Following a dairy free diet is easier than you might think. Once the preserve of wholefood stores, today, healthy dairy substitutes can be found in major supermarkets and delis. When it comes to eating out, dairy free diners are spoilt for choice, particularly when it comes to Asian and Indian cuisine. Upholding a dairy free lifestyle has moved into the mainstream. But why forego dairy in the first place?
Why go dairy free? The Benefits
There are lots of reasons why people chose to give up dairy (or reduce their dairy intake significantly). Perhaps you’re allergic or intolerant to lactose, you’re considering becoming a vegan, or you’d like to lose weight and get healthy.
The terms “food allergy” and “food intolerance” are often used interchangeably. In fact, a food allergy is quite different from a food intolerance. If you happen to be allergic to cows’ milk, for instance, consuming cows’ milk may trigger vomiting, asthma or eczema because your immune system will identify the proteins found in cows’ milk as dangerous, and your body will mobilise its defences. On the other hand, if you’re lactose intolerant, whilst you may suffer from mild dermatological and inflammatory symptoms, it’s more likely that your symptoms will be gastrointestinal, as the sugars present in milk ferment in your gut.

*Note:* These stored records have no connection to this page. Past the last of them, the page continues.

PR #11113, opened 2019-04-12
WIP: Private messages overhaul

SabreCat:
[//]: # (Note: See http://habitica.fandom.com/wiki/Using_Your_Local_Install_to_Modify_Habitica%27s_Website_and_API for more info)

[//]: # (Put Issue # here, if applicable. This will automatically close the issue if your PR is merged in)

### Changes
[//]: # (Describe the changes that were made in detail here. Include pictures if necessary)

Move private messages from modal to page and fix up a bunch of style issues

Since the majority of dairy products are rich in “bad” fats and high in calories, following a dairy free diet plan is likely to lead to weight loss, which can be a great motivator for change. Within just a few weeks of cutting out dairy, many people find that their clothes fit better, their energy levels have increased, they feel less anxious and their skin looks fresher and younger. Eliminating dairy from your diet may also help lower your cholesterol and ease any symptoms of insomnia. What’s not to like?
What should I eat and what should I avoid?
Butter, yoghurt, cheese, whey, cream, ghee, ice cream and a large number of processed foods, such as cakes, breads and biscuits, all contain dairy. However, there are a wide range of dairy substitutes available, including “milks” and “butters” made from nuts and seeds, such as almonds and coconut. (If you’re a cheese lover, a number of dairy free vegan cheeses can be found in the ‘Good To Go’ chiller at Cornucopia Restaurant made by Head Chef Tony Keogh.)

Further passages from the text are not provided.